6 of 6 people found this review helpful.
2 Helpful / 2 Not
Pros: The course is secluded, quiet, and played only often enough to have paths warn down which is great if you're wanting to play without interruption from other golfers. The front 9 is very long, and sometimes windy giving your skill a chance to improve. The back 9 is rarely windy and extremely wooded, requiring a whole different set of skill to score par or under on.
Cons: Signage could be better, and the maps provided could have a directional plot on them (N, S, E, W Gino!) The cholla are a bit of a pain in the ass, literally in some cases, and the trees are sometimes 40 feet wide and love to eat discs. A recent update to the course has left the back 9 very confusing and the lengths on the holes are incorrect (Microsoft Worldview gives different distances for 17 holes than marked)
Other Thoughts: As myself, my brother, our friend Josh, and our friends Gino and Guy helped design that course, I find the course to be a much better option than playing in the city (Albuquerque). The course has it's drawbacks, like any other course, but is great fun for all skill levels. If you'd like to play this course, please call me any time at 505 463-9122. I very much enjoy the course and am more than willing to show you around.

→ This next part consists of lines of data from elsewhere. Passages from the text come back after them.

PR #12795, opened 2026-09-03
ci(runner): inspect Daytona image metadata remotely

cryppadotta:
## Thinking Path
The reused Daytona image path already verifies the signed immutable digest. It then downloads every filesystem layer only to read OCI config fields. Buildx can retrieve the same config from that immutable digest without pulling the layers. The assertions can therefore stay intact while removing the expensive transfer.

## What Changed
- inspect the signed immutable Daytona image config through Buildx after GHCR logout
- preserve digest, source revision, content ID, platform, user, and provider-pack assertions
- extend the workflow contract test for the metadata-only path

## Verification
- Daytona image and workflow security tests: 10 passed
- Prettier and git diff checks passed
- observed full pull/prune cost: about 4m55s; metadata inspection: about one second

## Risks
The current image has one runnable linux/amd64 platform plus its attestation. A future genuinely multi-platform image would need explicit linux/amd64 selection.

## Model Used
Codex (GPT-5)

### DIFF
--- a/.github/workflows/runner-full-stack-e2e.yml
+++ b/.github/workflows/runner-full-stack-e2e.yml
@@ -418,31 +418,25 @@ jobs:
             --certificate-oidc-issuer https://token.actions.githubusercontent.com \
             "$IMAGE_TAG@$digest" >/dev/null
           immutable="${IMAGE_TAG%:*}@$digest"
-          # The Daytona base image is large. The build cache plus a second full
-          # anonymous pull can exhaust a standard GitHub-hosted runner before
-          # Docker creates the tiny metadata-probe container. The pushed digest
-          # is already immutable, so release the local builder/cache first.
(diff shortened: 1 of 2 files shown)


cryppadotta:
@greptile-apps @greptileai Please re-review exact head 6d8bd0e04e8a2a70f86207c569be702efc9b59e6 with runtime evidence from the actual signed immutable image used by run 33811017576:

`docker buildx imagetools inspect <digest> --format {{json .Image}}` returns a direct `v1.Image` object with keys `architecture, config, created, history, os, rootfs`; `architecture=amd64`, `os=linux`, and `config.User=daytona`. The suggested `index .Image "linux/amd64"` form was also executed and fails: `error calling index: can't index item of type v1.Image`. The PR body now has all required sections. Please reassess the platform-map finding against this observed Buildx type.

PR #13213, opened 2026-09-11
fix(documents): stop rewriting escaped line breaks, and store machine-readable document bodies verbatim

jmountifield:
## Problem

Every issue-document write runs its body through `normalizeEscapedLineBreaks`, which does three blind substring replaces rewriting the two-character escapes for CRLF, LF and CR into real control characters. `format` only accepted `markdown`, so there was no way to opt out.

Two distinct bugs fall out of that:

1. **Machine-readable documents are corrupted.** An agent storing NDJSON in a document — one JSON record per line, embedded newlines escaped exactly as the JSON spec requires — gets those escapes rewritten into real newlines at write time. Each record fragments across several physical lines and the document stops being parseable NDJSON. This is write-path corruption, not a rendering artifact: the stored revision already contains the raw newlines.

2. **The replace also fires on text that was escaped correctly.** It matches a two-character window without checking what precedes it, so a correctly escaped backslash followed by the letter `n` matches on its tail. Prose quoting a Windows path or a regex silently loses a backslash and gains a newline. This affects everything routed through `multilineTextSchema` — descriptions, comments, notes, resolution notes, approval bodies and document annotations — not just documents.

## Changes

**`fix(shared): stop escaped-line-break normalisation eating real backslashes`**

Normalisation now scans for escape sequences instead of blind-replacing substrings, so a preceding escaped backslash is consumed as a unit and its `n` is never treated as the start of an escape. Correctly escaped text round-trips untouched; the intended behaviour for genuine escaped line breaks is unchanged. This is a standalone correctness fix and is useful independently of the second commit.

**`feat(documents): store machine-readable issue document bodies verbatim`**

`ISSUE_DOCUMENT_FORMATS` becomes `markdown`, `text`, `json`, `ndjson`. The three new formats store the body byte for byte; `markdown` behaves exactly as before. The document store already persisted `format` as free text, so **no migration is needed**.

Because normalisation now depends on a sibling field, the decision moved off the `body` field onto a transform over the parsed object. One deliberate side effect: the 512 KiB body limit is now **visible in the published OpenAPI contract**. On `master` it sat behind the body's nested pipe, so the spec advertised a bare `{"type": "string"}` with no limit at all.

On the UI side a verbatim document renders as preformatted text rather than markdown, edits in a plain textarea rather than the MDX WYSIWYG editor, and downloads with its own extension and MIME type. The important one is that it **keeps its own format when saved** — the editor previously hardcoded `format: "markdown"` on every write, so a human opening an ndjson document and saving it would have re-corrupted the body the page had just shown them correctly.

`doc/CLI.md` and the `--format` help on `issue document:put` are updated to match.

## Testing

- 284 shared validator tests pass, including new coverage for all four formats, NDJSON and JSON round trips, the backslash-adjacency cases above, and the length limit on every format.
- 14 UI document-section tests pass, including two new ones.
- Both suites mutation-checked: inverting the verbatim branch fails 5 tests; reverting the format-preservation line fails the UI test with `markdown` where it expects `ndjson`.
- OpenAPI assertions in `server/src/__tests__/openapi-routes.test.ts` cover the published enum, the body limit and the required fields.

One caveat on how the suites were run locally: this checkout has no `node_modules`, so tests ran against the real sources with dependencies linked in from a scratch install rather than a full workspace install. The OpenAPI assertions were exercised directly against `buildOpenApiSpec`, because that test file imports the whole server middleware graph, which the scratch environment cannot resolve. CI is the first place those assertions run as written.


jmountifield:
Superseded by #13214. That PR has the same two commits, but the branch name no longer carries an internal ticket id and the description follows the pull request template.

PR #13214, opened 2026-09-11
fix(documents): keep escaped backslashes, and store machine-readable document bodies verbatim

jmountifield:
## Thinking Path

> - Agents keep structured data in issue documents. They write these documents through `PUT /api/issues/{issueId}/documents/{key}`
> - All document bodies go through `multilineTextSchema`. This schema applies `normalizeEscapedLineBreaks`, which replaces the two-character escapes for CRLF, LF and CR with real control characters
> - The replace operation has two effects. It breaks machine-readable bodies, because a correctly escaped newline in a JSON string becomes a real newline. It also damages correct text, because the operation matches a two-character window and does not look at the character before it
> - Agents cannot avoid the problem. The `format` field accepted only the value `markdown`, so there was no way to ask for a byte-for-byte write
> - This pull request makes the escape scan aware of a preceding backslash. It also adds the `text`, `json` and `ndjson` document formats, which the store keeps byte for byte
> - The benefit is that agents can keep NDJSON and JSON in documents without damage, and that prose keeps its backslashes

No public issue exists for this. The problem is described below. Related pull requests are linked after the description.

**What happened?**

An agent wrote NDJSON to an issue document with `PUT /api/issues/{issueId}/documents/{key}` and `format: "markdown"`. Each line was one JSON record. Each record escaped its embedded newlines as the JSON specification requires. The server changed each of those escapes into a real newline at write time. Each record then broke into several physical lines, and the document stopped being valid NDJSON.

The same replace operation also damages text that is already correct. The operation looks at two characters and does not check the character before them. A correctly escaped backslash followed by the letter `n` matches on its tail. Text that quotes a Windows path or a regular expression loses a backslash and gains a newline. This affects every field that uses `multilineTextSchema`: descriptions, comments, notes, resolution notes, approval bodies and document annotations.

**Expected behavior**

A document body that holds machine-readable data must come back byte for byte. Text that is already correct must not change. The `format` field must let a client ask for a verbatim write.

**Steps to reproduce**

1. Build one line of NDJSON. Put a string field in it that holds an embedded newline. Serialize it with a standard JSON serializer, so the newline becomes a two-character escape.
2. Send the line as the `body` of `PUT /api/issues/{issueId}/documents/{key}` with `format: "markdown"`.
3. Read the document again with `GET /api/issues/{issueId}/documents/{key}`. The escape is now a real newline, and the single record is now several lines.
4. Read the revision list with `GET /api/issues/{issueId}/documents/{key}/revisions`. The stored revision also holds the real newline. This confirms that the change happens on write, not on read.
5. Send the same request with `format: "text"`. Before this pull request the server answers `400`, because `markdown` was the only accepted value.

Found on the released build `2026.831.1`. Also present on `master` at commit `932c8be`.

**Deployment mode**

Self-hosted server.

**Related pull requests**

- Refs #8205 — that pull request removes `normalizeEscapedLineBreaks` completely. It covers the same backslash damage that the first commit here repairs. If #8205 is merged first, the first commit in this pull request is no longer needed, but the second commit is still needed. The two changes do not conflict in purpose.
- Refs #9303 — that pull request adds tests around the same normalizer.

## What Changed

- `packages/shared/src/validators/text.ts` — `normalizeEscapedLineBreaks` now scans for escape sequences instead of replacing plain substrings. The scan consumes an escaped backslash as one unit. The letter after it is therefore never read as the start of a new escape. Real escaped line breaks behave as before.
- `packages/shared/src/constants.ts` — `ISSUE_DOCUMENT_FORMATS` now holds `markdown`, `text`, `json` and `ndjson`. A new helper, `isVerbatimIssueDocumentFormat`, reports whether a format is verbatim.
- `packages/shared/src/validators/issue.ts` — `upsertIssueDocumentSchema` decides about normalization after the object parses, because the decision now depends on the sibling `format` field. The length limit stays on the `body` field.
- `ui/src/components/IssueDocumentsSection.tsx` — a verbatim document shows as preformatted text, not as markdown. It opens in a plain textarea, not in the MDX editor. It downloads with its own file extension and MIME type. The editor also keeps the format of the document it saves.
- `cli/src/commands/client/issue.ts` and `doc/CLI.md` — the `--format` option and its documentation list the new values.
- Tests were added in `packages/shared/src/validators/text.test.ts`, `packages/shared/src/validators/issue.test.ts`, `ui/src/components/IssueDocumentsSection.test.tsx` and `server/src/__tests__/openapi-routes.test.ts`.

The document store already kept `format` as free text. No migration is necessary.

## Verification

- Run `pnpm vitest run packages/shared/src/validators/`. All 284 tests pass. The new tests cover all four formats, JSON and NDJSON round trips, the backslash cases described above, and the length limit on every format.
- Run the UI document section tests. All 14 pass. Two of them are new.
- Both suites were checked with deliberate faults. An inverted verbatim branch fails 5 tests. A reverted format-preservation line fails the UI test, which then reports `markdown` where it expects `ndjson`.
- `server/src/__tests__/openapi-routes.test.ts` asserts the published format list, the body limit and the required fields.

Please note how the tests ran on the contributor machine. That checkout had no `node_modules`. The suites therefore ran against the real sources, with the dependencies linked in from a separate install. The OpenAPI assertions ran directly against `buildOpenApiSpec`, because that test file imports the full server middleware graph, which the separate install cannot resolve. CI is the first place where those assertions run as they are written.

## Risks

- Low risk for storage. The `format` column already held free text, so no migration is needed and old rows do not change.
- The behavior of `markdown` does not change. Only the new formats skip normalization.
- The published OpenAPI contract changes in one visible way. The 512 KiB body limit is now shown. On `master` the limit sat behind a nested pipe on the `body` field, so the contract advertised a plain string with no limit. Clients that generate code from the contract will now see the limit. The server enforced this limit before as well.
- Any client that assumes every document is markdown must now read the `format` field. The UI editor previously wrote `format: "markdown"` on every save. A person who opened an `ndjson` document and saved it would have damaged the body again. That is corrected here.
- The change to `normalizeEscapedLineBreaks` affects every field that uses `multilineTextSchema`. The intended behavior for real escaped line breaks stays the same. Only the backslash case changes.

## Model Used

Claude Opus 5, model ID `claude-opus-5[1m]`, 1M context window, extended thinking enabled, with tool use and command execution.

## Checklist


jmountifield:
Closing this — we're not pursuing an upstream contribution here. Apologies for the noise.

PR #13167, opened 2026-09-10
fix(security): reject expired Tool Gateway approvals

dggc:
## Thinking Path

> - Paperclip is the open source app people use to manage AI agents for work
> - The Tool Gateway controls calls to external tools
> - Some tool calls require an action request and operator approval
> - An approval could arrive after the action request expired
> - The old approval path could then execute the stored tool call
> - This pull request makes approval and expiry use atomic state transitions
> - It also checks the deadline again before provider dispatch
> - The benefit is that an expired action request cannot execute

## Linked Issues or Issue Description

**What happened?**

The Tool Gateway accepted an approval after the action request expiry time. It then executed the stored tool call.

**Expected behavior**

The approval path must reject the request when the database clock is at or after `expiresAt`. It must record the expired result and must not dispatch the tool call.

**Steps to reproduce**

1. Create a Tool Gateway action request that requires approval.
2. Let the request pass its `expiresAt` value.
3. Approve the request.
4. Observe that the old code records approval and dispatches the stored call.

**Paperclip version or commit**

The defect was observed on Paperclip `2026.831.1`. The fix is at commit `ad5d9fc64e8ffde870f007c88eee4ecfa9fba3b8`.

**Deployment mode**

Self-hosted server.

**Additional context**

The new tests cover late approval, competing approval and expiry transitions, and expiry during provider dispatch preparation.

## What Changed

- Use database-clock compare-and-set updates for approval and expiry terminal states.
- Write the expiry audit event in the same transaction as the expiry transition.
- Add a deadline guard before a claimed invocation can dispatch to the provider.
- Make losing race participants replay the winning terminal state without duplicate action requests.
- Add focused regression tests for late approval and approval-versus-expiry races.

## Verification

- Ran `pnpm --filter @paperclipai/server exec vitest run src/__tests__/tool-gateway-service.test.ts` with embedded PostgreSQL. All 27 tests passed.
- Ran the direct server TypeScript check. It passed.
- Ran `git diff --check`. It passed.
- An independent security review approved the exact commit in this pull request.

## Risks

- The change affects the terminal-state protocol for privileged tool execution.
- A bad transition could reject a valid approval or dispatch an expired request.
- The focused race tests cover both outcomes and verify that only one terminal result wins.
- This pull request does not deploy the change or enable any disabled connection.

> This is a focused security bug fix. It does not add a roadmap feature.

## Model Used

[...]

PR #13297, opened 2026-09-11
fix(security): enforce final expiry guard for approved tool calls

dggc:
## Summary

2 of 4 people found this review helpful.
1 Helpful / 1 Not
Pros: Amateur and Pro length tee boxes on almost every hole with signs that indicate distance. Scenic. Moderately challenging. Wide open; due to to its location, I'd doubt that anyone (unless there are local players, and one would assume there would be, or else the course wouldn't be here in the first place) plays it very often. As such, it's super clean and plays fast. Tee boxes are just dirt, but they're fairly sizable and - if it makes sense - composed of "good" dirt. Part of a wildlife preserve / zoo.
Cons: Confusing layout. No maps. No indication on signs of where the pin is located. All the tee boxes point in more or less the right direction, but unless you know where you're going or just throw blind, you'll have to walk the hole to find which pin you're shooting at. The pins themselves are not of the best quality, and not all of the flags on them indicate which number pin they are. The front 9 runs very close to the highway which detracts from what would otherwise be fantastic solitude in a pleasant environment; it's also adjacent to a cow pasture, which makes for nervous throwing (on two holes) on windy days.
Other Thoughts: Are there 18 holes? Were there 18 at one point? Only 9 the time I played it. And the people working at the wildlife preserve / zoo gave conflicting answers, ranging from oblivious to there were plans to put nine more in that never came to fruition. Even with nine more, it really wouldn't be worth driving to by itself; unless you're passing through and want to check it out, I really can't recommend this course.
1 of 2 people found this review helpful.